Source information =
________

PR #1639, opened 2020-04-13
SDL2: Ensure that SDL_GetWindowSurface is called on flip (Request for review)

nthykier:
Without this commit, resizing a pygame window under SDL2 immediately crashes with the error below.  I am not entirely sure why the `set_mode` call is not enough with this change either, so I am opening this as a draft pull request for now until can review whether this is the right approach.

```
  File "debugging/resize.py", line 28, in <module>
    pygame.display.flip()
pygame.error: Window surface is invalid, please call SDL_GetWindowSurface() to get a new surface
```

The `debugging/resize.py` has the following content:

```python
import pygame

pygame.init()
window = pygame.display.set_mode((800, 600), pygame.RESIZABLE)

running = True
resize = None
while running:
        if event.type == pygame.QUIT:
            running = False
        elif event.type == pygame.ACTIVEEVENT:
            print(event)
        elif event.type == pygame.VIDEORESIZE:
            resize = event.size
            print(event)
            print(f"width={window.get_width()}, height={window.get_height()}")

    if resize:
        pygame.event.set_blocked(pygame.VIDEORESIZE)
        pygame.event.clear(pygame.VIDEORESIZE)
        window = pygame.display.set_mode(resize, pygame.RESIZABLE)

        resize = None
            
    rect = window.fill((255, 0, 0))
    pygame.display.flip()
    pygame.event.set_allowed(pygame.VIDEORESIZE)
```

### DIFF
--- a/src_c/base.c
+++ b/src_c/base.c
@@ -1924,6 +1924,14 @@ static PyObject *
 pg_GetDefaultWindowSurface(void)
 {
     /*return a borrowed reference*/
+    if (pg_default_window) {
+        /* With SDL2, resizing invalidates the existing surface.  Calling
+         * SDL_GetWindowSurface will recreate the surface when it is
+         * invalid (or return the current surface if it is still valid)
+         */
+        SDL_Surface *new_surface = SDL_GetWindowSurface(pg_default_window);
+        ((pgSurfaceObject *)pg_default_screen)->surf = new_surface;
+    }
     return pg_default_screen;
 }
 
--- a/src_c/display.c
+++ b/src_c/display.c
@@ -1396,6 +1396,13 @@ pg_flip_internal(_DisplayState *state)
             SDL_RenderPresent(pg_renderer);
         }
         else {
+#if IS_SDLv2
+            /* Force a re-initialization of the surface in case it
+             * has been resized to avoid "please call SDL_GetWindowSurface"
+             * errors that the programmer cannot fix
+             */
+            (void)pg_GetDefaultWindowSurface();
+#endif
             status = SDL_UpdateWindowSurface(win);
         }
     }


nthykier:
Related: https://forums.libsdl.org/viewtopic.php?t=11027

illume:
This one doesn't crash for me on macos: `pygame 2.0.0.dev7 (SDL 2.0.10, python 3.7.4)`. I tried resize.py and resized the window.

src_c/base.c
```diff
@@ -1924,6 +1924,14 @@ static PyObject *
 pg_GetDefaultWindowSurface(void)
 {
     /*return a borrowed reference*/
+    if (pg_default_window) {
+        /* With SDL2, resizing invalidates the existing surface.  Calling
+         * SDL_GetWindowSurface will recreate the surface when it is
+         * invalid (or return the current surface if it is still valid)
+         */
+        SDL_Surface *new_surface = SDL_GetWindowSurface(pg_default_window);
```
illume, line 1932: SDL_GetWindowSurface can return NULL on failure

nthykier: Ok.  My initial take on that would be to raise an `pgExc_SDLError` here if `SDL_GetWindowSurface` returns NULL.  However, I am not sure how to do that in base.c because the "standard" method for this does not work (`return RAISE(pgExc_SDLError, SDL_GetError());`).

Notably, neither `pgExc_SDLError` nor `PYGAMEAPI_GET_SLOT` is defined here (presumably to avoid breaking `base.c` that end up doing the true definition of `pgExc_SDLError` later)

illume: Hrmm.

Here's the docs for pg_GetDefaultWindowSurface.
```
.. c:function:: PyObject* pg_GetDefaultWindowSurface(void)

   Return a borrowed reference to the Pygame default window display surface,
   or *NULL* if no default window is open.

   Availability: SDL 2.
```

It doesn't talk about errors. I guess all the callers will have to check for the `surf` value of the return being NULL being an error - and then raise an exception? 

```c
PyObject *surface = pg_GetDefaultWindowSurface();
if(surface && !surface->surf) {
    RAISE(pgExc_SDLError, SDL_GetError());
}
```

It's kind of an error prone API though, but would work. What do you think?

illume: I don't think SDL_GetWindowSurface will fail that often. We can move this `check SDL_GetWindowSurface return code` issue to a separate issue report for another time... and merge this one in.

illume: I wrote this up here: https://github.com/pygame/pygame/issues/1671

robertpfeiffer:
I just checked with SDL2.0.8 again, and the behaviour of window resizing is actually *different* now in 2.0.12.

123username:
Could this PR be merged onto the dev version please ?
like pygame v2.0.0dev10 i guess

I had the problem when switching to fullscreen using v2.0.0dev10
thanks !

________

Activity = Find "I had the problem" in the records. Copy its line and every line after it, exactly, through the last one.

Response =
I had the problem when switching to fullscreen using v2.0.0dev10
thanks !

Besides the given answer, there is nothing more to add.